After five years as a community liaison for Riverside Rediscovered — the company seeking to bring businesses with upper-floor apartments around the traffic circle — Siris Barrios is leaving.

She’s moving to Ecuador, where her husband’s family owns a thriving dragon fruit business.

Ms. Barrios, 40, was born in El Salvador but grew up in Los Angeles, where she worked as a community organizer.

But being a community organizer in Los Angeles was like preaching to the choir, she said, because “in California, everyone I organized with were people who agreed with me.”

In Flanders, Riverside and Northampton, the population was more diverse, she said.

“We have Democrats, Republicans, religious people, people who were not religious. We’ve all been able to come together on the one vision, and that’s been the biggest challenge in my life as community organizer,” she said at Monday’s Flanders, Riverside and Northampton Community Association meeting.

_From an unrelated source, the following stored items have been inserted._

PR #137, opened 2026-06-25
Batching quantifier instantiations

amarshah1:
*Issue #, if available:*

*Description of changes:* We modify our quantifier instantiation loop, so we first compute all of the instantiations before we make the substitutions. Before when we were looping through quantifiers: $Q_1, Q_2, Q_3, \ldots$, when trying to e-match against $Q_2$, this would include all of the terms that were created by instantiating $Q_1$. This led to instability (as noticed by Long) since the order of quantifiers could have a large affect on performance.

This also shows a performance improvement on the Verus benchmarks from 71.4% to 72.4%. I think this points to a bigger issue, that we are learning quantifier instantiations too eagerly, but I am not sure how to fix it yet.


amarshah1:
This seems to have a positive effect on performance on Verus benchmarks. We are going from 71.4% to 72.4%

benjaminfjones (approved):

PR #138, opened 2026-06-26
Making constants root of their eclass

amarshah1:
*Issue #, if available:*

*Description of changes:* This modifies the egraph, so that constants such as `true`, `false`, `1`, `2`, ... are always the root of their eclass and will immediately detect a conflict if they are set equal to each other

### DIFF
--- a/src/egraphs/basic/egraph.rs
+++ b/src/egraphs/basic/egraph.rs
@@ -899,7 +899,7 @@ impl Egraph {
             return EgraphResult::with_conflict(Conflict {
                 equalities,
                 disequality: (t1, t2),
-                diseq_lit,
+                diseq_lit: None,
             });
         }
         let hash = self.predecessor_hash;
@@ -1175,7 +1175,7 @@ impl Egraph {
             return EgraphResult::with_conflict(Conflict {
                 equalities,
                 disequality: (x_root, y_root),
-                diseq_lit: 0,
+                diseq_lit: None,
             });
         }
 
@@ -1236,7 +1236,7 @@ impl Egraph {
                 return EgraphResult::with_conflict(Conflict {
                     equalities,
                     disequality: disequality.original_disequality,
-                    diseq_lit: disequality.diseq_lit,
+                    diseq_lit: Some(disequality.diseq_lit),
                 });
             } else {
                 panic!(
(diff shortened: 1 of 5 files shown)


amarshah1:
This improves performance from 71.4% to 80.0% on Verus benchmarks which is huge, but a little surprising. I'm working on running this with the new Valido

src/solver_state.rs
```diff
@@ -799,49 +812,11 @@ pub fn process_assignment(
...
     };
 
-    debug_println!(
-        4,
-        0,
-        "We are in process_assignment, checking for contradiction with true and false",
+    debug_assert!(
+        solver_state.egraph.find(true_egraph_id) != solver_state.egraph.find(false_egraph_id),
+        "true and false merged without conflict being detected"
     );
```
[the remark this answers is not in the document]
benjaminfjones: Normally, I like debug asserts better, but in our case we don't have good ways of exercising them. The regression tests require a release build and otherwise we just have the unit tests which of which there are not many for the core solver.

src/solver_state.rs
benjaminfjones: Should this also be guarded by `conflict.diseq_lit != 0` for consistency?

benjaminfjones: also, lifting `0` to a named constant throughout the codebase would be a nice code documentation improvement

src/solver_state.rs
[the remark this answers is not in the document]
amarshah1: Yeah I think this is fine here because this is just a sanity check. We can run on the regression tests with debug_assert every now and then. We could also change the regression tests to not use the release version

src/solver_state.rs
amarshah1: Its not necessary since the diseq_lit as 0 can only be assigned in the assert_equal path

amarshah1: I will make it an option. I think this is an easier way to avoid confusion

src/egraphs/basic/egraph.rs
```diff
@@ -1144,6 +1154,56 @@ impl Egraph {
             return EgraphResult::ok();
         }
 
+        let x_root_is_const = self.is_constant(x_root);
+        let y_root_is_const = self.is_constant(y_root);
+
+        if x_root_is_const && y_root_is_const {
+            let mut equalities = Vec::new();
```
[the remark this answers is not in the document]
amarshah1: They can never be equal. Can add a debug_assert there

amarshah1:
Can get up to 80.9% on Verus benchmarks when combined with the recently merged in optimizations!

benjaminfjones (approved):

PR #139, opened 2026-06-26
Replace term vec clones with iteration

leeabarnett:
*Issue #, if available:*

*Description of changes:* I was looking back at this code and realized we were doing an unnecessary clone. Minor improvement but somewhat noticeable. The plot is for `--arithmetic internal`; I didn't benchmark the z3 path.

 Screenshot 2026-06-26 at 9 21 57 AM
---


amarshah1 (approved):
This looks great, thanks!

The meeting was her last with FRNCA.

“Siris gets an honorary membership in the Flanders, Riverside and Northampton communities,” said Southampton Town Supervisor Jay Schneiderman. “You really have changed this place and brought the community together in a fundamental way, whether it was fighting for money to widen the traffic circle in Riverside, or trying to get a sense of what the community wanted in terms of its downtown. This area of the community will be forever benefited and changed by your work. So thank you. You will always be welcome back.”

FRNCA president Vince Taldone also thanked Ms. Barrios for her efforts.

“Siris organized people to get out there and reach folks who weren’t easy to reach, and bring them to our FRNCA meetings for public discussions,” he said. “She did door knocking day after day after day to get people’s feelings about what they wanted in their community.”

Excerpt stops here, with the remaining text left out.